Stored data entries:
━━━━━━━━

PR #989, opened 2021-12-25
dot argument order

dellaert:
Sorry for the churn, but I screwed up argument order in factor graph `dot` methods.
I switched formatter and writer arguments to be more inline with BayesNet etc.


varunagrawal (approved):
LGTM

PR #994, opened 2021-12-30
Use DecisionTree of factors instead of vector

varunagrawal:
Replace the use of `std::vector<FactorType>` for `DCMixtureFactor`s with `DecisionTree<Key, FactorType>`.

This should enable much easier ways for performing discrete key selection and overall elimination.

### DIFF
--- a/gtsam/discrete/AlgebraicDecisionTree.h
+++ b/gtsam/discrete/AlgebraicDecisionTree.h
@@ -30,6 +30,13 @@ namespace gtsam {
   template<typename L>
   class AlgebraicDecisionTree: public DecisionTree<L, double> {
 
+    /**
+     * @brief Default method for comparison of two doubles upto some tolerance.
+     */
+    static bool DefaultComparator(double a, double b, double tol) {
+      return std::abs(a - b) < tol;
+    }
+
   public:
 
     typedef DecisionTree<L, double> Super;
@@ -138,6 +145,12 @@ namespace gtsam {
       return this->combine(labelC, &Ring::add);
     }
 
+    /// Equality method customized to node type `double`.
+    bool equals(const AlgebraicDecisionTree& other, double tol = 1e-9,
+                const std::function<bool(double, double, double)>& comparator =
+                    &DefaultComparator) const {
+      return this->root_->equals(*other.root_, tol, comparator);
+    }
   };
 // AlgebraicDecisionTree
 
--- a/gtsam/discrete/AlgebraicDecisionTree.h
+++ b/gtsam/discrete/AlgebraicDecisionTree.h
@@ -30,14 +30,7 @@ namespace gtsam {
   template<typename L>
   class AlgebraicDecisionTree: public DecisionTree<L, double> {
 
-    /**
-     * @brief Default method for comparison of two doubles upto some tolerance.
-     */
-    static bool DefaultComparator(double a, double b, double tol) {
-      return std::abs(a - b) < tol;
-    }
-
-  public:
+   public:
 
     typedef DecisionTree<L, double> Super;
 
@@ -146,9 +139,11 @@ namespace gtsam {
     }
 
     /// Equality method customized to node type `double`.
-    bool equals(const AlgebraicDecisionTree& other, double tol = 1e-9,
-                const std::function<bool(double, double, double)>& comparator =
-                    &DefaultComparator) const {
+    bool equals(const AlgebraicDecisionTree& other, double tol = 1e-9) const {
+      // lambda for comparison of two doubles upto some tolerance.
+      auto comparator = [](double a, double b, double tol) {
+        return std::abs(a - b) < tol;
+      };
       return this->root_->equals(*other.root_, tol, comparator);
     }
   };
--- a/gtsam/discrete/AlgebraicDecisionTree.h
+++ b/gtsam/discrete/AlgebraicDecisionTree.h
@@ -141,10 +141,10 @@ namespace gtsam {
     /// Equality method customized to node type `double`.
     bool equals(const AlgebraicDecisionTree& other, double tol = 1e-9) const {
       // lambda for comparison of two doubles upto some tolerance.
-      auto comparator = [](double a, double b, double tol) {
+      auto compare = [tol](double a, double b) {
         return std::abs(a - b) < tol;
       };
-      return this->root_->equals(*other.root_, tol, comparator);
+      return this->root_->equals(*other.root_, tol, compare);
     }
   };
 // AlgebraicDecisionTree
--- a/gtsam/discrete/DecisionTree-inl.h
+++ b/gtsam/discrete/DecisionTree-inl.h
@@ -458,6 +458,14 @@ namespace gtsam {
   }
 
   /*********************************************************************************/
+  template <typename L, typename Y>
+  template <typename X>
+  DecisionTree<L, Y>::DecisionTree(const DecisionTree<L, X>& other,
+                                   std::function<Y(const X&)> op) {
+    root_ = convert(other.root_, op);
+  }
+
+  /*********************************************************************************/
   // Called by two constructors above.
   // Takes a label and a corresponding range of decision trees, and creates a new
   // decision tree. However, the order of the labels needs to be respected, so we
@@ -600,6 +608,38 @@ namespace gtsam {
       functions += converted;
     }
     return LY::compose(functions.begin(), functions.end(), newLabel);
+  }
+
+  /*********************************************************************************/
+  template<typename L, typename Y>
+  template<typename X>
+  typename DecisionTree<L, Y>::NodePtr DecisionTree<L, Y>::convert(
+      const typename DecisionTree<L, X>::NodePtr& f,
+      std::function<Y(const X&)> op) {
+
+    typedef DecisionTree<L, X> LX;
+    typedef typename LX::Leaf LXLeaf;
+    typedef typename LX::Choice LXChoice;
+    typedef typename LX::NodePtr LXNodePtr;
+    typedef DecisionTree<L, Y> LY;
+
+    // ugliness below because apparently we can't have templated virtual functions
+    // If leaf, apply unary conversion "op" and create a unique leaf
+    const LXLeaf* leaf = dynamic_cast<const LXLeaf*> (f.get());
+    if (leaf) return NodePtr(new Leaf(op(leaf->constant())));
+
+    // Check if Choice
+    boost::shared_ptr<const LXChoice> choice = boost::dynamic_pointer_cast<const LXChoice> (f);
+    if (!choice) throw std::invalid_argument(
+        "DecisionTree::Convert: Invalid NodePtr");
+
+    // put together via Shannon expansion otherwise not sorted.
+    std::vector<LY> functions;
+    for(const LXNodePtr& branch: choice->branches()) {
+      LY converted(convert<X>(branch, op));
+      functions += converted;
+    }
+    return LY::compose(functions.begin(), functions.end(), choice->label());
   }
 
   /*********************************************************************************/
--- a/gtsam/discrete/DecisionTree-inl.h
+++ b/gtsam/discrete/DecisionTree-inl.h
@@ -79,7 +79,7 @@ namespace gtsam {
     bool equals(const Node& q, double tol) const override {
       const Leaf* other = dynamic_cast<const Leaf*> (&q);
       if (!other) return false;
-      return std::abs(double(this->constant_ - other->constant_)) < tol;
+      return this->constant_ == other->constant_;
     }
 
     /** print */
--- a/gtsam/discrete/DecisionTree-inl.h
+++ b/gtsam/discrete/DecisionTree-inl.h
@@ -108,7 +108,7 @@ namespace gtsam {
 
     /** print */
     void print(const std::string& s,
-               const std::function<std::string(L)> formatter) const override {
+               const std::function<std::string(L)>& formatter) const override {
       bool showZero = true;
       if (showZero || constant_) std::cout << s << " Leaf " << constant_ << std::endl;
     }
@@ -261,7 +261,8 @@ namespace gtsam {
     }
 
     /** print (as a tree) */
-    void print(const std::string& s, const std::function<std::string(L)> formatter) const override {
+    void print(const std::string& s,
+               const std::function<std::string(L)>& formatter) const override {
       std::cout << s << " Choice(";
       std::cout << formatter(label_) << ") " << std::endl;
       for (size_t i = 0; i < branches_.size(); i++)
@@ -675,7 +676,7 @@ namespace gtsam {
   template <typename L, typename Y>
   void DecisionTree<L, Y>::print(
       const std::string& s,
-      const std::function<std::string(L)> formatter) const {
+      const std::function<std::string(L)>& formatter) const {
     root_->print(s, formatter);
   }
 
--- a/gtsam/discrete/DecisionTree-inl.h
+++ b/gtsam/discrete/DecisionTree-inl.h
@@ -19,7 +19,6 @@
 
 #pragma once
 
-#include <gtsam/base/Testable.h>
 #include <gtsam/discrete/DecisionTree.h>
 
 #include <boost/assign/std/vector.hpp>
@@ -78,8 +77,7 @@ namespace gtsam {
 
     /** equality up to tolerance */
     bool equals(const Node& q, double tol,
-                const std::function<bool(const Y&, const Y&, double)>&
-                    comparator) const override {
+                const ComparatorFunc& comparator) const override {
       const Leaf* other = dynamic_cast<const Leaf*>(&q);
       if (!other) return false;
       return comparator(this->constant_, other->constant_, tol);
@@ -87,7 +85,7 @@ namespace gtsam {
 
     /** print */
     void print(const std::string& s,
-               const std::function<std::string(L)>& formatter) const override {
+               const FormatterFunc& formatter) const override {
       bool showZero = true;
       if (showZero || constant_) std::cout << s << " Leaf " << constant_ << std::endl;
     }
@@ -241,7 +239,7 @@ namespace gtsam {
 
     /** print (as a tree) */
     void print(const std::string& s,
-               const std::function<std::string(L)>& formatter) const override {
+               const FormatterFunc& formatter) const override {
       std::cout << s << " Choice(";
       std::cout << formatter(label_) << ") " << std::endl;
       for (size_t i = 0; i < branches_.size(); i++)
@@ -284,8 +282,7 @@ namespace gtsam {
 
     /** equality up to tolerance */
     bool equals(const Node& q, double tol,
-                const std::function<bool(const Y&, const Y&, double)>&
-                    comparator) const override {
+                const ComparatorFunc& comparator) const override {
       const Choice* other = dynamic_cast<const Choice*>(&q);
       if (!other) return false;
       if (this->label_ != other->label_) return false;
@@ -651,16 +648,14 @@ namespace gtsam {
 
   /*********************************************************************************/
   template <typename L, typename Y>
-  bool DecisionTree<L, Y>::equals(
-      const DecisionTree& other, double tol,
-      const std::function<bool(const Y&, const Y&, double)>& comparator) const {
+  bool DecisionTree<L, Y>::equals(const DecisionTree& other, double tol,
+                                  const ComparatorFunc& comparator) const {
     return root_->equals(*other.root_, tol, comparator);
   }
 
   template <typename L, typename Y>
-  void DecisionTree<L, Y>::print(
-      const std::string& s,
-      const std::function<std::string(L)>& formatter) const {
+  void DecisionTree<L, Y>::print(const std::string& s,
+                                 const FormatterFunc& formatter) const {
     root_->print(s, formatter);
   }
 
--- a/gtsam/discrete/DecisionTree-inl.h
+++ b/gtsam/discrete/DecisionTree-inl.h
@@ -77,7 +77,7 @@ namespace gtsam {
PR #996, opened 2021-12-30
Two small fixes

dellaert:
Two examples did not compile. Don't know why CI did not catch this before.


varunagrawal (approved):
LGTM, though I should look into why the CI didn't catch them.

PR #998, opened 2021-12-31
Moved empty to Factor base class.

dellaert:
Because it was inconsistently defined, and this one (from Symbolic) seems to works for all Factor types.


dellaert:
PS needed for DC elimination, @varunagrawal ...

varunagrawal (approved):
Very cool. Simplicity FTW

PR #2155, opened 2025-05-31
Fixed SLAM Example link in Pose2 Doc

CodeXTL:
Noticed that the link to the SLAM example in the Pose2 documentation was not working.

━━━━━━━━

Task objective –
For the records above, state how many lines contain the word "doubles". Give only the number.

Expected answer –
4